Table 5. Tools and Frameworks for Android Application Analysis and Vulnerability Detection

6.2 Repositories and Datasets

Datasets and Repositories are useful to perform various ML or conventional vulnerability detection methods. There are several datasets, such as Drebin [16], Google Play [64], AndroZoo [4], AppChina [146], Tencent [148], YingYongBao [140], Contagio [149], Genome/MalGenome [167], VirusShare [152], IntelSecurity/MacAfee [137], MassVet [30], AMD [74], APKPure [145], Android Permission Dataset [35], Andrototal [90], Wandoujia [147], Kaggle [68], CICMaldroid [102], AZ [7], and Github [124], that can be used to perform these experiments.

In Reference [97], an open-source repository of benchmarks called as Ghera was introduced. It captured 25 known vulnerabilities in Android apps. Further, this has also presented some common characteristics of vulnerability benchmarks and repositories.

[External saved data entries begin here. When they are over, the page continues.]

PR #2526, opened 2026-07-28
Show recently archived workspaces in the status sidebar

### LINKED ISSUE #2523: No quick way to undo a mis-archived workspace from the sidebar
### Problem

Archiving a workspace from the sidebar is a single click, and it's easy to do to the wrong row. Once it's gone there's no fast way back: the sidebar has no memory of what you just archived, so recovering means leaving the sidebar for History, finding the workspace, and recovering it from there. The gesture that caused the mistake takes one click; undoing it takes a detour.

This is most annoying in status mode, where rows are reordered by activity rather than sitting in a stable per-project position — so the row you archived by accident isn't somewhere you can easily re-derive.

### Expected flow

The sidebar remembers the handful of workspaces you archived most recently and keeps them visible, de-emphasized, at the bottom of the list, newest first. Seeing the mistake and undoing it stays in the sidebar.

### Notes

- Archived workspaces already carry `archivedAt` server-side, so ordering by archive time is available.
- Unarchive already exists as `workspace.recovery.restore`, which correctly picks between a plain unarchive and recreating a Paseo-owned worktree.
- The daemon currently never sends archived workspaces to clients, so this needs a way to ask for them that does *not* put them into the workspace directory — anything reading that map treats a present descriptor as live.

Happy to take direction on scope (or to drop it) — I have a working implementation and will open a PR against this issue, but I'd rather align on whether this belongs in the product before you spend review time on it.

colonelpanic8:
### Linked issue

Closes #2523

### Type of change

> Opened alongside the issue rather than after it, so there's something concrete to react to. If the answer is "not this, or not now," close it — no hard feelings.

### What does this PR do

Archiving a workspace from the sidebar is one click and easy to misfire. Getting back took a detour through History. Status mode now ends with a greyed-out **Recently archived** tail: the 5 most recent archives, newest first, each with an unarchive button.

The rows come from a new `workspace.archived.list` RPC, **not** the workspace directory. That split is the load-bearing decision here — everything reading the session store's workspace map (project mode, the switcher, status counts) treats a present descriptor as live, so archived workspaces must never land in it. They live only in the `archivedWorkspaces` query, which only status mode reads.

`archived` is deliberately **not** a status bucket. It stays out of `STATUS_BUCKET_ORDER` and out of the 1–9 shortcut index, since archived workspaces have no live status and nothing to navigate to. Clicking a row does nothing; unarchive is the only action, and it reuses `workspace.recovery.restore` so the daemon still decides between a plain unarchive and recreating a Paseo-owned worktree.

Gated on `server_info.features.archivedWorkspacesList`. Older daemons contribute no rows — no fallback path.

Bounds: the daemon caps at 50 and drops workspaces whose project is archived (unarchiving one would surface it under an invisible project); the client requests 25 per host and caps the merged list at 25; the UI shows 5 with show-more. No pagination or infinite scroll — History remains the full archive.

One refactor rides along: host-filter resolution moved into `resolveSidebarServerIds` so the tail and the workspace list can't disagree about which hosts are visible. Shared by both call sites rather than duplicated, and covered by new tests.

### How did you verify it

**Platform coverage is incomplete — this was developed and verified on Linux.**

| Platform | Status |
| --- | --- |
| Web (browser) | ✅ Verified, screenshots below |
| Web (compact/phone viewport) | ✅ Verified, screenshot below — real code path (`useIsCompactFormFactor`), but a narrow browser window, **not** a device |
| Desktop (Electron) | ❌ Not verified. Electron launches, but the desktop dev harness' managed-daemon handshake fails on my NixOS box (daemon binds, app polls `errored`). Unrelated to this change; I couldn't get past it. |
| iOS | ❌ Not possible for me — Linux only, no macOS/simulator |
| Android | ❌ Not verified — no emulator binary or SDK installed, no device attached |

Happy for someone with a Mac and a device to sanity-check the two mobile platforms. There is no platform-specific code in the new component — no `isWeb`/`isNative` branches and no `.web.tsx`/`.native.tsx` split — so the risk is layout/visual rather than functional.

Driven through a Chromium session against an isolated daemon (`PASEO_HOME=/tmp/...`, non-default port) seeded with two scratch git projects, 5 active workspaces, and 8 archived at staggered timestamps.

1. Switched grouping to Status. The tail renders after **Done**, newest-archive-first, showing 5 rows with **Show more**. The unarchive icon is visible at rest on every row:

Recently archived tail

2. Hovering a row lifts the icon out of its resting opacity:

Hover

3. Clicked unarchive. The workspace left the tail and reappeared at the top of **Done**, and the daemon confirmed independently — `paseo workspace ls` listed it as an active worktree again:

After unarchive

4. Same tail at a 390x844 phone viewport, sidebar as an overlay. The unarchive icon is visible on every row without hover — which is the point of keeping it out of a hover reveal, since touch has no hover:

Compact layout

Also verified: archiving from the sidebar puts the workspace in the tail immediately (the shared archive path invalidates the query), and collapse state persists per group.

Automated: 3 new server tests (ordering, `limit`, archived-project exclusion), 4 for the cross-host merge (interleaving, unresolved hosts, tie-break stability, cap), 4 for `resolveSidebarServerIds`. Existing sidebar projection, status view-model, and i18n suites pass. `npm run typecheck`, `npm run lint`, `npm run format` all clean.

**Known gaps I'd rather flag than hide:**
- The tail refreshes on archive/unarchive *from the sidebar*. Unarchiving via the workspace route's recovery action or from another client leaves a stale row until the 30s stale time lapses.
- Every seeded workspace sat in `done`, so the tail's visual separation from a populated `needs_input`/`Working` list isn't stress-tested.
- Translations for the 7 non-English locales are machine-produced; the type requires full parity, so they had to be filled in. Worth a native check.

### Checklist

- [x] `npm run lint` passes
- [x] `npm run format` ran
- [ ] UI changes include screenshots or video for every affected platform — **web + compact only; desktop/iOS/Android unverified, see table above**

### DIFF
--- a/docs/agent-lifecycle.md
+++ b/docs/agent-lifecycle.md
@@ -90,6 +90,29 @@ leave both Paseo's `archivedAt` and the provider's native archive state unchange
 the only transition back to an interactive runtime: it runs the provider's native unarchive hook
 (including Codex `thread/unarchive`) before the normal agent resume and timeline hydration flow.
 
+### The recently-archived tail
+
+Status mode renders a greyed-out **Recently archived** group after every real status group, newest
+archive first, so a mis-archive is one click from being undone. It is an undo affordance, not an
+archive browser.
+
+The rows come from `workspace.archived.list.request` (capability
+`server_info.features.archivedWorkspacesList`), **not** from the workspace directory. This split is
+deliberate and load-bearing: every consumer of the session store's workspace map — project mode, the
+workspace switcher, status counts — treats a present descriptor as live. Archived workspaces must
+never enter that map, so they live only in the `archivedWorkspaces` query
+(`packages/app/src/hooks/use-archived-workspaces.ts`) and only status mode reads it. If you ever need
+archived workspaces somewhere else, add another reader of that query; do not widen the directory.
+
+`archived` is not a status bucket. It is deliberately excluded from `STATUS_BUCKET_ORDER` and from the
+1–9 keyboard shortcut index — archived workspaces have no live status and nothing to navigate to. The
+only action on a row is unarchive, which goes through the existing
+`workspace.recovery.restore.request`, so the daemon (not the client) still decides between plain
+unarchive and recreating a Paseo-owned worktree.
+
+The daemon caps its response and drops workspaces whose owning project is archived; unarchiving one
+would surface a workspace under a project the user cannot see.
+
 Provider session connection owns every process it spawns until the session is registered with
 `AgentManager`. If initialization, persisted-session resume, or initial history hydration fails,
 `connect()` must dispose that process before rethrowing; the manager cannot clean up a session it never
--- a/docs/agent-lifecycle.md
+++ b/docs/agent-lifecycle.md
@@ -113,6 +113,11 @@ unarchive and recreating a Paseo-owned worktree.
 The daemon caps its response and drops workspaces whose owning project is archived; unarchiving one
 would surface a workspace under a project the user cannot see.
 
+While status mode is mounted, its archived query listens to the existing `workspace_update`
+broadcast. A live-directory removal can mean a new archive, and an upsert for a row already in the
+archived cache means that row was restored elsewhere, so either transition refreshes the tail across
+clients without polling.
+
 Provider session connection owns every process it spawns until the session is registered with
 `AgentManager`. If initialization, persisted-session resume, or initial history hydration fails,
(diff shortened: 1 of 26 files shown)


colonelpanic8:
Superseded by #2529, which now includes the recently archived tail, the live-to-archived transition animation and pending spinner, and the outstanding review fixes.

The main reason for this research is to find Android-specific vulnerability benchmarks to evaluate available tools that can help the app developers. It identified that there were neither test suites nor benchmarks to evaluate the vulnerability detection techniques reasonably. Many of them used the regular data and apps available in Google Play. During the retrospection stage, 11 characteristics were identified as vulnerability benchmark characteristics. They were (1) tool and technique agnostic, (2) authentic, (3) feature specific, (4) contextual, (5) ready to use, (6) easy to use, (7) version-specific, (8) well documented, (9) contain both vulnerability and a corresponding exploit, (10) open to the community, and (11) comprehensive. This repository contains information on the Android Framework’s inter-component communication, storage, system, and web vulnerabilities. However, in Ghera, vulnerabilities related to networking, sensors in the Android Framework were not covered. Nevertheless, none of them provided a benchmark dataset specifically for Android source code vulnerability detection. Therefore, it is better to cover more areas while expanding the repositories with more real-world apps.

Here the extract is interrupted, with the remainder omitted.